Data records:
⟨
PR #568, opened 2022-03-17
feat: better lobby exceptions handling

LPLafontaineB:
### Description (*)

This PR changes how lobby exceptions are handled. Only some of them will be shown to players through popups.
### Issue Number(s) (*)

Fixes issue(s):
### Manual testing scenarios

1. ...
2. ...
### Contribution checklist
 - [ ] Pull request has a meaningful description of its purpose
 - [ ] All commits are accompanied by meaningful commit messages
 - [ ] All new or changed code is covered with unit/integration tests (if applicable)
 - [ ] All automated tests passed successfully (all builds are green)

PR #585, opened 2022-03-29
feat: better lobby exception handling [MTT-2649]

LPLafontaineB:
### Description

This PR is mostly a cherrypick of #568, which restricted popup messages to only some lobby exceptions and removed an unnecessary call to check if a player was part of a lobby before trying to kick them.

On top of the cherrypick, I replaced the handling of 400 bad request which from my earlier tests happened when we tried to input a badly formatted user-code with ValidationError which is the exception reason we receive now.

### Issue Number(s)

[MTT-2649](https://jira.unity3d.com/browse/MTT-2649) and [MTT-2840](https://jira.unity3d.com/browse/MTT-2840)
### Contribution checklist


pdeschain (dismissed):
👍

Assets/BossRoom/Scripts/Client/UI/Lobby/LobbyJoiningUI.cs
```diff
@@ -57,9 +61,22 @@ void OnDestroy()
...
+        /// Added to the InputField component's OnValueChanged callback for the join code text.
+        /// </summary>
+        public void SanitizeJoinCodeInputText()
+        {
+            m_JoinCodeField.text = SanitizeJoinCode(m_JoinCodeField.text);
+        }
+
+        string SanitizeJoinCode(string dirtyString)
+        {
+            return Regex.Replace(dirtyString.ToUpper(), $"[^{k_LobbyJoinCodeAlphabet}]", "");
```
fernando-cortez, line 74: Why not just cache the Regex pattern?

LPLafontaineB: done

fernando-cortez (approved):

Assets/BossRoom/Scripts/Client/UI/Lobby/LobbyJoiningUI.cs
```diff
@@ -23,6 +24,10 @@ public class LobbyJoiningUI : MonoBehaviour
         IDisposable m_Subscriptions;
         List<LobbyListItemUI> m_LobbyListItems = new List<LobbyListItemUI>();
 
+        // Adding this here until it is available in the Lobby package itself
```
SamuelBellomo, line 27: what's the jira ticket for this lobby side?
Since they are going to fix this, any reason we're doing this workaround for it here at all?

Assets/BossRoom/Scripts/Client/UI/UnityServicesUIHandler.cs
```diff
@@ -49,25 +49,38 @@ void ServiceErrorHandler(UnityServiceErrorMessage error)
...
+                    case LobbyExceptionReason.Unauthorized:
+                        PopupPanel.ShowPopupPanel("Lobby error", "Received HTTP error 401 Unauthorized from Lobby Service.");
+                        break;
+                    case LobbyExceptionReason.RequestTimeOut:
+                        PopupPanel.ShowPopupPanel("Lobby error", "Received HTTP error 408 Request timed out from Lobby Service.");
+                        break;
                 }
             }
-
-            PopupPanel.ShowPopupPanel("Service error: " + error.Title, errorMessage);
```
SamuelBellomo, line 70: Should we still log the unhandled ones? Or will they be handled somewhere else?

SamuelBellomo (dismissed):

Assets/BossRoom/Scripts/Client/UI/UnityServicesUIHandler.cs
LPLafontaineB: They are already logged with the stack trace from before the async task before creating the UnityServiceErrorMessage that is published and caught here

Assets/BossRoom/Scripts/Client/UI/Lobby/LobbyJoiningUI.cs
LPLafontaineB: It was still in discussion whether it was something they wanted to expose in the SDK or not, so no Jira ticket yet.
I added this here to simply prevent us from getting the ValidationError, figuring that if we know it will fail, there is no point of actually calling the service.
However, I got some new feedback from the Lobby team about this, I'll wait for the conclusion of that conversation before merging this PR.

LPLafontaineB:
Putting on hold temporarily, just waiting for some feedback from the lobby team

Assets/BossRoom/Scripts/Client/UI/Lobby/LobbyJoiningUI.cs
LPLafontaineB: I ended up removing this and just doing sanitization with the full alphabet instead for this specific PR. If we want to do more and prevent the ValidationError, I think it should be a new ticket, following the conclusion of the aforementioned conversation

Assets/BossRoom/Scripts/Client/UI/UnityServicesUIHandler.cs
```diff
@@ -49,25 +49,38 @@ void ServiceErrorHandler(UnityServiceErrorMessage error)
 
         void HandleLobbyError(UnityServiceErrorMessage error)
         {
-            var errorMessage = error.Message;
-            switch (((LobbyServiceException)error.OriginalException).Reason)
+            var exception = (LobbyServiceException) error.OriginalException;
```
pdeschain, line 52: I think that you'd get a miscast exception if OriginalException is something else than LobbyServiceException.

pdeschain, line 52:
```suggestion
            var exception = error.OriginalException as LobbyServiceException;
```

pdeschain (changes requested):

Assets/BossRoom/Scripts/Client/UI/UnityServicesUIHandler.cs
LPLafontaineB: Normally it should not happen since we only call HandleLobbyError when error.AffectedService equals UnityServiceErrorMessage.Service.Lobby. If it does, it would mean that the UnityServiceErrorMessage was not properly constructed, right?

fernando-cortez (commented):
Can approve once comments are addressed 👍.

SamuelBellomo (dismissed):

Assets/BossRoom/Scripts/Client/UI/UnityServicesUIHandler.cs
pdeschain: Well, HandleLobbyError method is presuming that no other UnityServices will ever use UnityServiceErrorMessage or something like that That's a wrong assumption. Exception is the type of OriginalException. Everything else is just a possibility.

SamuelBellomo (approved):

pdeschain (dismissed):

SamuelBellomo (approved):

pdeschain (approved):

PR #593, opened 2022-04-06
fix: arrow despawned rpc [MTT-3134]

fernando-cortez:
### Description
Without repro steps for the attached ticket, this PR should address the issue for RPCs sent from an arrow on the host. Basically, OnNetworkDespawn() never cleared a flag that prevented any FixedUpdate() logic, thus potentially sending an RPC on a despawned object. This has now been taken care of and will be extensively tested in next test session.

### Issue Number(s)
[[MTT](https://jira.unity3d.com/browse/MTT-3134)](https://jira.unity3d.com/browse/MTT-3134)

### Contribution checklist

### DIFF
--- a/Assets/BossRoom/Scripts/Server/Game/Entity/ServerProjectileLogic.cs
+++ b/Assets/BossRoom/Scripts/Server/Game/Entity/ServerProjectileLogic.cs
@@ -82,6 +82,11 @@ namespace Unity.Multiplayer.Samples.BossRoom.Server
             m_NpcLayer = LayerMask.NameToLayer("NPCs");
         }
 
+        public override void OnNetworkDespawn()
+        {
+            m_Started = false;
+        }
+
         void FixedUpdate()
         {
             if (!m_Started)


Assets/BossRoom/Scripts/Server/Game/Entity/ServerProjectileLogic.cs
```diff
@@ -82,6 +82,11 @@ public override void OnNetworkSpawn()
             m_NpcLayer = LayerMask.NameToLayer("NPCs");
         }
 
+        public override void OnNetworkDespawn()
+        {
+            m_Started = false;
```
SamuelBellomo, line 87: Why not just use "IsSpawned"?

fernando-cortez: Performance. These types of Netcode API calls on FixedUpdates really accumulate on lower-end devices.

SamuelBellomo: oh because of NetworkBehaviour's get on NetworkObject which is doing a bunch of things? right. This is dumb, we should really have a way to do something like Get NetworkObjectUnchecked, something like that. Anyway, ok approving this PR

SamuelBellomo (approved):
⟩
Show each line in the data where the string "opened" appears.

## Answer space
PR #568, opened 2022-03-17
PR #585, opened 2022-03-29
PR #593, opened 2022-04-06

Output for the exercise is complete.